DATA EXCERPTS:
◇ ◇ ◇ ◇ ◇

PR #419, opened 2019-01-30
STCOM-365 MCL ARIA roles

JohnC-80:
In conjunction with https://github.com/folio-org/stripes-components/pull/843


lib/EditableList/ItemView.js
```diff
@@ -2,14 +2,15 @@ import React from 'react';
...
-  <div className={css.editListRow} role="row">
+const ItemView = ({ cells, rowIndex }) => (
+  <div className={css.editListRow} role="row" aria-rowindex={rowIndex + 2}>
     {cells}
   </div>
 );
 
 ItemView.propTypes = {
   cells: PropTypes.arrayOf(PropTypes.object).isRequired,
+  rowIndex: PropTypes.number
```
VictorSoroka1: Should this propType be required?

JohnC-80: 👍 I'll make it so. For the most, this comes from MCL, but if it isn't there, the addition would fail...

JohnC-80: Made it so. Makes sense since the "addition" leans on it.

PR #429, opened 2019-02-08
Replace query resource with history push. Refs STCOM-302

mkuklis:
This PR does something very similar to what was done in https://github.com/folio-org/stripes-smart-components/pull/394 but in SearchAndSort.

It should solve the issue reported in https://issues.folio.org/browse/STCOM-302

It also takes us one step closer to not rely on https://github.com/folio-org/stripes-core/blob/master/src/locationService.js#L53 for routing.  

@VictorSoroka1 would you mind giving it a try in your copy of SearchAndSort and see if you can reproduce the STCOM-302 issue?

### DIFF
--- a/lib/SearchAndSort/SearchAndSort.js
+++ b/lib/SearchAndSort/SearchAndSort.js
@@ -46,6 +46,8 @@ import NoResultsMessage from './components/NoResultsMessage';
 import ResetButton from './components/ResetButton';
 import SearchButton from './components/SearchButton';
 
+import buildUrl from './buildUrl';
+
 import css from './SearchAndSort.css';
 
 class SearchAndSort extends React.Component {
@@ -383,13 +385,14 @@ class SearchAndSort extends React.Component {
 
   transitionToParams = values => {
     const {
+      location,
+      history,
       nsParams,
-      parentMutator: { query },
     } = this.props;
 
     const nsValues = mapNsKeys(values, nsParams);
-
-    query.update(nsValues);
+    const url = buildUrl(location, nsValues);
+    history.push(url);
   };
 
   onNeedMore = () => {
@@ -415,6 +418,8 @@ class SearchAndSort extends React.Component {
         return;
       }
     }
+
+    console.log('on select row...');
 
     this.log('action', `clicked ${meta.id}, selected record =`, meta);
     this.setState({ selectedItem: meta });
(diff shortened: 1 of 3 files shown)


lib/SearchAndSort/buildUrl.js
```diff
@@ -0,0 +1,32 @@
+import queryString from 'query-string';
```
VictorSoroka1: @mkuklis, could you please export this file in `index.js` so it can be reused.

VictorSoroka1:
@mkuklis, will try on Monday, thank you.

VictorSoroka1:
@mkuklis, have tested code, works fine. The issue is gone. Thank you!

lib/SearchAndSort/SearchAndSort.js
```diff
@@ -383,13 +385,14 @@ class SearchAndSort extends React.Component {
...
+      history,
       nsParams,
-      parentMutator: { query },
     } = this.props;
 
     const nsValues = mapNsKeys(values, nsParams);
-
-    query.update(nsValues);
+    const url = buildUrl(location, nsValues);
+    history.push(url);
```
VictorSoroka1: Could you please have an empty line after the definition of variables. I have such setup in my project and followed this pattern while cleaning up the S&S component. I also ensure the blank line before the `return` construction. This is only for readability purposes.

mkuklis: @VictorSoroka1 thank you for reviewing it. Yes of course I will change it. Also are you using Visual Studio Code? If so I would love to see where you can configure it.

VictorSoroka1: I use the following `eslint` rule:

```
    "padding-line-between-statements": [
      "error",
      { "blankLine": "always", "prev": ["const", "let"], "next": "*"},
      { "blankLine": "any", "prev": ["const", "let"], "next": ["const", "let"]},
      { "blankLine": "always", "prev": "*", "next": ["return"]}
    ],
```

I understand that this is not a part of that project so adding this may end up in a bunch of lint errors.

mkuklis: Thanks. Do you maintain a global .eslintrc?

VictorSoroka1: I am extending this project but add several rules on top of it in my project.

mkuklis: Thank you. I was able to set them up. Now I'm getting over 100 errors :) but I will fix this one.

VictorSoroka1: Thanks 😄.

PR #435, opened 2019-02-13
Fix search when SearchAndSort is used via plugin. Refs STCOM-302

mkuklis:
Unfortunately the previous PR #429 doesn't work well when SearchAndSort is used via plugin (for example when we perform users lookup from the checkout screen). This PR goes back to what we had previously (rely on query resource) for those case.

### DIFF
--- a/lib/SearchAndSort/SearchAndSort.js
+++ b/lib/SearchAndSort/SearchAndSort.js
@@ -395,12 +395,21 @@ class SearchAndSort extends React.Component {
       location,
       history,
       nsParams,
+      browseOnly,
+      parentMutator: { query },
     } = this.props;
 
     const nsValues = mapNsKeys(values, nsParams);
     const url = buildUrl(location, nsValues);
 
-    history.push(url);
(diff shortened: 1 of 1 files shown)


zburke:
@JohnC-80 put me onto https://itnext.io/auxiliary-routing-with-react-e0a4eee36122 a while back. I wonder if we could do something similar for plugins, handing them some specific section of the query string and saying "This is yours, you can do whatever you want with it, but it's the only part you can have." The same strategy would maybe simplify some of the routing shenanigans in ui-users with sorting fees and fines etc.

mkuklis:
Yes that's a nice idea. I worry because we have some crazy cases with that plugin. For example we are loading users lookup inside ui-users. This is definitely a corner case but it's something we will have to think about.

I was also thinking about perhaps completely rewriting that users lookup and not relying on ui-users for it (it's probably more work).

zburke:
The way plugins use apps, loading them by path rather than by export, is completely sketchy. It might be more work to rewrite them but in the long run I think we will have to.

PR #453, opened 2019-03-06
UIDATIMP-156: change ViewMetaData component

OleksandrYehorovEPAM:
## Purpose
Make sure `ViewMetaData` component source fields for updated and created lines renders correctly for the record created by System

## Approach
Check the passed id from metadata and if it contains only zeros then assume that this is System. In that case component will not make unnecessary http request and will render system user wich has a default value "System" or can be passed as a property.

## Screenshots
Before:
image

After:
image

### DIFF
--- a/lib/ViewMetaData/ViewMetaData.js
+++ b/lib/ViewMetaData/ViewMetaData.js
@@ -1,15 +1,38 @@
 import React from 'react';
 import PropTypes from 'prop-types';
 import { MetaSection } from '@folio/stripes-components';
-import {
-  withStripes,
-  stripesShape,
-} from '@folio/stripes-core';
 
 class ViewMetaData extends React.Component {
+  static manifest = Object.freeze({
+    createdBy: {
+      type: 'okapi',
+      records: 'users',
+      path: 'users?query=(id==!{metadata.createdByUserId})',
+      fetch: false,
+      accumulate: true,
+    },
+    updatedBy: {
+      type: 'okapi',
+      records: 'users',
+      path: 'users?query=(id==!{metadata.updatedByUserId})',
+      fetch: false,
+      accumulate: true,
+    },
+  });
+
   static propTypes = {
     metadata: PropTypes.object,
-    stripes: stripesShape.isRequired,
+    mutator: PropTypes.shape({
+      createdBy: PropTypes.shape({
+        GET: PropTypes.func.isRequired,
+        reset: PropTypes.func.isRequired,
+      }).isRequired,
+      updatedBy: PropTypes.shape({
+        GET: PropTypes.func.isRequired,
+        reset: PropTypes.func.isRequired,
+      }).isRequired,
+    }).isRequired,
+    systemId: PropTypes.string,
     systemUser: PropTypes.oneOfType([
       PropTypes.shape({
         id: PropTypes.string,
@@ -34,10 +57,10 @@ class ViewMetaData extends React.Component {
   };
 
   componentDidMount() {
-    this.fetchUsers();
+    this.getUsers();
   }
 
-  async fetchUsers() {
+  async getUsers() {
     const {
       metadata: {
         createdByUserId,
@@ -47,7 +70,7 @@ class ViewMetaData extends React.Component {
 
     // fetch once if users are identical
     if (createdByUserId === updatedByUserId) {
-      const user = await this.fetchUser(createdByUserId);
+      const user = await this.getCreatedByUser();
 
       this.setState({
         createdBy: user,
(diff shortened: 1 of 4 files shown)


lib/ViewMetaData/ViewMetaData.js
```diff
@@ -1,52 +1,133 @@
...
+        }),
       }),
-    }),
+      PropTypes.string,
+    ]),
   };
 
   static defaultProps = {
     metadata: {},
+    systemUser: 'System',
```
doytch: Can we pull this from a translation file via `FormattedMessage` instead? (And I guess update `propTypes` to support `node` as well.

OleksandrYehorovEPAM: This property is passed to `MetaSection` component so I took PropTypes from there. And `MetaSection` component will not handle `node` correctly.

doytch: In that case we could just update `MetaSection`'s proptypes to accept a `node` and tweak it's `renderUser` function, no?

We'll definitely need translations for "System" though. I just think that a `FormattedMessage` is the cleanest way of doing it when we don't really _have_ to get it into a string.

zburke: Agreed; we need translation here. That should be a trivial change in stripes-components, and then we'll need to get that released and bump the dep in the package.json here as well.

doytch: Alas, it's not completely trivial because of the type-checking (outside of proptype checking) that `MetaSection`'s `renderUser` function does, but definitely still not a burden. _Is_ a "gotcha" though.

OleksandrYehorovEPAM:
@zburke @doytch @VictorSoroka1 I added internationalization for the System user and I also included a fix for https://issues.folio.org/browse/STSMACOM-177 bug.

VictorSoroka1:
@OleksandrYehorovEPAM, please add a note to the changelog and create a readme file to describe the idea behind provided changes.

lib/ViewMetaData/ViewMetaData.js
zburke: Hmmmmm. Seeing the ripple effect of [providing i18n support in MetaSection](https://github.com/folio-org/stripes-components/pull/908), I'm increasingly wary of that approach as it clearly relies on their being a hard-coded identifier that corresponds to the "system" user, thus the need for "system" to be localized, rather than there being a user, just like any other, which one tenant could name "system" and another could name "система".

I feel badly that you are doing everything we are asking here, quickly and elegantly to boot, and I'm still hesitant to merge the code. I just really worry that by coding this up, we are implicitly endorsing an approach to handling the system user problem when in fact how to handle that problem is still undecided. 

I dunno; maybe I'm over reacting. @doytch, any thoughts? As you said above, "magic numbers ... yuck, but you gotta do what you gotta do."

zburke: (context for "the problem is still undecided": [RMB-320](https://issues.folio.org/browse/RMB-320))

VictorSoroka1: @zburke, please make a decision about a merge sooner as we need these changes anyways in `ui-data-import` module. In case you are not agree on these changes we simply create this component in our module. But I think this could be the case not only for `ui-data-import` app but for any app where a similar issue may occur. I do not think that resolving the same problem per component is a good solution.

doytch:
I hate the fact that we have magic numbers, and I'll be on anyone's side who wants to push back against it on a Folio level.

According to RMB-320, the decision about whether to use the magic number or simply make the user ID an optional field is still unresolved.

But if this functionality is needed _now_ in the front-end, I'm cool to merge this because if we move away from magic numbers on the backend, the proposed implementation in this PR can be adjusted fairly seamlessly.

VictorSoroka1:
@doytch, I agree with your concerns, it would be great to have that `RMB-320` resolved. It was raised in development chat with no outcome so far and seems there would not be an answer soon. The proposed implementation won't break when the issue will be resolved as now in order to handle that use case the `systemId` should be provided. I am inclined to have that field optional so we do not have that hardcoding `systemId` in that shared module and rather have it in our own module as each backend module may use another value for that. In case I find that provided changes here does not make sense due to the resolution of `RMB-320` our team would be happy to remove that functionality from that public component. And of course, we will track that `RMB-320` issue for that purpose.

OleksandrYehorovEPAM:
@zburke @doytch please let me know if you are okay with merging. If no I will just add that functionality in `ui-data-import` module. Please also note that this PR also includes a bugfix https://issues.folio.org/browse/STSMACOM-177 and as already mentioned it will not break the app when `RMB-320` will be done.

PR #1021, opened 2020-11-19
Updated utils.find_editor() to include more Windows editors

kmvanbrunt:


cmd2/utils.py
```diff
@@ -357,32 +357,30 @@ def expand_user_in_tokens(tokens: List[str]) -> None:
...
+    :return: Default editor or None
+    """
     editor = os.environ.get('EDITOR')
     if not editor:
         if sys.platform[:3] == 'win':
-            editor = 'notepad'
+            editors = ['code.cmd', 'notepad++.exe', 'notepad.exe']
         else:
-            editor = probe_editors()
+            editors = ['vim', 'vi', 'emacs', 'nano', 'pico', 'gedit', 'kate', 'subl', 'geany', 'atom']
```
tleonhardt, line 371: Recommend adding `code` for VSCode to Linux/Mac list as well.

tleonhardt (dismissed):

cmd2/utils.py
kmvanbrunt: I added it right before subl. Is that OK?

tleonhardt: yup thats great

tleonhardt (approved):

tests/test_utils.py
```diff
@@ -641,55 +641,18 @@ def test_str_to_bool_bad_input():
...
-
-    with mock.patch.dict(os.environ, {'PATH': str(path)}):
-        with mock.patch(
-            'cmd2.utils.is_executable',
-            mock_is_executable
-        ):
-            editor = cu.probe_editors()
-    assert editor == vi_path
+
+def test_find_editor_not_specified():
```
tleonhardt, line 650: Are we losing any code coverage by simplifying the unit tests like this?

tleonhardt (approved):

cmd2/utils.py
```diff
@@ -357,32 +357,30 @@ def expand_user_in_tokens(tokens: List[str]) -> None:
...
+    :return: Default editor or None
+    """
     editor = os.environ.get('EDITOR')
     if not editor:
         if sys.platform[:3] == 'win':
-            editor = 'notepad'
+            editors = ['code.cmd', 'notepad++.exe', 'notepad.exe']
         else:
-            editor = probe_editors()
+            editors = ['vim', 'vi', 'emacs', 'nano', 'pico', 'gedit', 'kate', 'code', 'subl', 'geany', 'atom']
```
anselor, line 371: Since we're adding a bunch of editors - can we add `joe` to the list for linux?

tleonhardt: Seems reasonable to me.  Should we add it right after say `pico`?

tests/test_utils.py
```diff
@@ -641,55 +641,18 @@ def test_str_to_bool_bad_input():
...
+    # Use existing path env setting. Something in the editor list should be found.
+    editor = cu.find_editor()
+    assert editor
+
+    # Overwrite path env setting with invalid path. No editor should be found.
+    with mock.patch.dict(os.environ, {'PATH': 'fake_dir'}):
+        editor = cu.find_editor()
+    assert editor is None
```
tleonhardt, line 658: This test is failing for me when manually testing on macOS and needs to be refactored.

tleonhardt (changes requested):

cmd2/utils.py
tleonhardt: I added `joe` and updated the order of the graphical editors at the end to be consistent with my recent experience.

kmvanbrunt:
@tleonhardt @anselor While I understand the intention of adding more editors to the Linux/Mac list, the algorithm is set up to return the first one found. The chances that `find_editor()` will even get past vim is very low. This function only sets the default editor. The user is always free to run `set editor joe` in a startup file.

tests/test_utils.py
kmvanbrunt: I don't have a Mac to test on. Manual tests in Linux are working fine.

tleonhardt: It was failing because I have the `EDITOR` environment variable set on my system.  I fixed the test so it is robust to that.

Issue #952, opened 2020-07-10
Figure out why CI system can't use filtered git version tags


anselor:
For the ext_test plugin, the setup.py now has the version hard-coded to 0.2.0 and will require a manual update for each new version. The issue is the custom filters for `git describe` aren't executing correctly on the CI nodes. It may be possible to switch out how it does the tag filtering depending on whether we're running it on our system vs the CI system. We only really need the tag filtering to work when we invoke the task to publish to pypi and tag it. Doesn't matter in the context of the CI reporting.

anselor:
More of a note to self - it's possible that we need to specify newer versions:
setuptools >= 42
setuptools_scm >= 3.4.

anselor:
Resolved via #1034

PR #1034, opened 2021-01-05
Plugin version

anselor:
Updates our plugin setup.py to use git tag for setting the library version. Needed to specify a newer version of setuptools to make this work.


tleonhardt (approved):

tleonhardt:
We need to fix unit tests on Python 3.8 and 3.9, other than that this looks OK

anselor:
This closes #952

PR #1038, opened 2021-01-11
Added py.typed to signal that we support type annotations for PEP-561

### LINKED ISSUE #1037: PEP 561 Compliance
We added type declarations but didn't meet PEP 561 so mypy validation against anything that uses cmd2 causes a lot of warnings.

anselor:
…. Fixes #1037


cmd2/py.typed
```diff
@@ -0,0 +1 @@
+# PEP 561
```
tleonhardt, line 1: So what does adding this file with this comment do?

setup.py
```diff
@@ -82,6 +86,7 @@
     url='https://github.com/python-cmd2/cmd2',
     license='MIT',
     platforms=['any'],
+    package_data=PACKAGE_DATA,
```
tleonhardt, line 89: What effect does adding this have?

cmd2/py.typed
anselor: The comment doesn't matter. But the file is what's defined in PEP-561 to signal that we support type annotations. Without this, any project that depends on us will get a bunch of warnings and errors using mypy because it'll assume everything from our package is coming in as `Any`.

setup.py
anselor: This causes py.typed to be included in the wheel.

tleonhardt (dismissed):

tleonhardt:
LGTM.  We need to fix unit test on Python 3.8 and 3.9, but this PR looks fine.

kmvanbrunt (approved):

PR #1045, opened 2021-01-22
Added option to run startup scripts silently

### LINKED ISSUE #1010: Please consider the ability to suppress diagnostics output of "set" command
Currently when a Settable's value is changed via "set" or via startup script, there is a small amount of diagnostics output that is always generated regardless of the "quiet" setting.  For example:

> set root '/.more-space'
root - was: '/.space'
now: '/.more-space'

This is somewhat jarring if we use a lot of "set" commands in startup script.  Would you please consider suppressing this output?

kmvanbrunt:
Closes #1010


anselor (approved):

tleonhardt (dismissed):
Strongly recommend updating one of the examples which use `startup_script` to also use this new option to help with discoverability - [basic.py](https://github.com/python-cmd2/cmd2/blob/master/examples/basic.py) would be a good candidate

tleonhardt (approved):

◇ ◇ ◇ ◇ ◇

Look over the records above and copy each line that includes the string "extends".

 class SearchAndSort extends React.Component {
@@ -383,13 +385,14 @@ class SearchAndSort extends React.Component {
@@ -415,6 +418,8 @@ class SearchAndSort extends React.Component {
@@ -383,13 +385,14 @@ class SearchAndSort extends React.Component {
@@ -395,12 +395,21 @@ class SearchAndSort extends React.Component {
 class ViewMetaData extends React.Component {
@@ -34,10 +57,10 @@ class ViewMetaData extends React.Component {
@@ -47,7 +70,7 @@ class ViewMetaData extends React.Component {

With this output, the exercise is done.